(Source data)

PR #1051, opened 2022-01-13
EICNET-1927: TU cannot create draft from published story

4hardfire:
### Fixes

- Apply patch to fix issue where user cannot save draft version of a published story because of book privileges.
- Allow content owners to access latest revision.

__The task__: Retype the entries above. Match them exactly.

__Exercise answer__:
PR #1051, opened 2022-01-13
EICNET-1927: TU cannot create draft from published story

4hardfire:
### Fixes

- Apply patch to fix issue where user cannot save draft version of a published story because of book privileges.
- Allow content owners to access latest revision.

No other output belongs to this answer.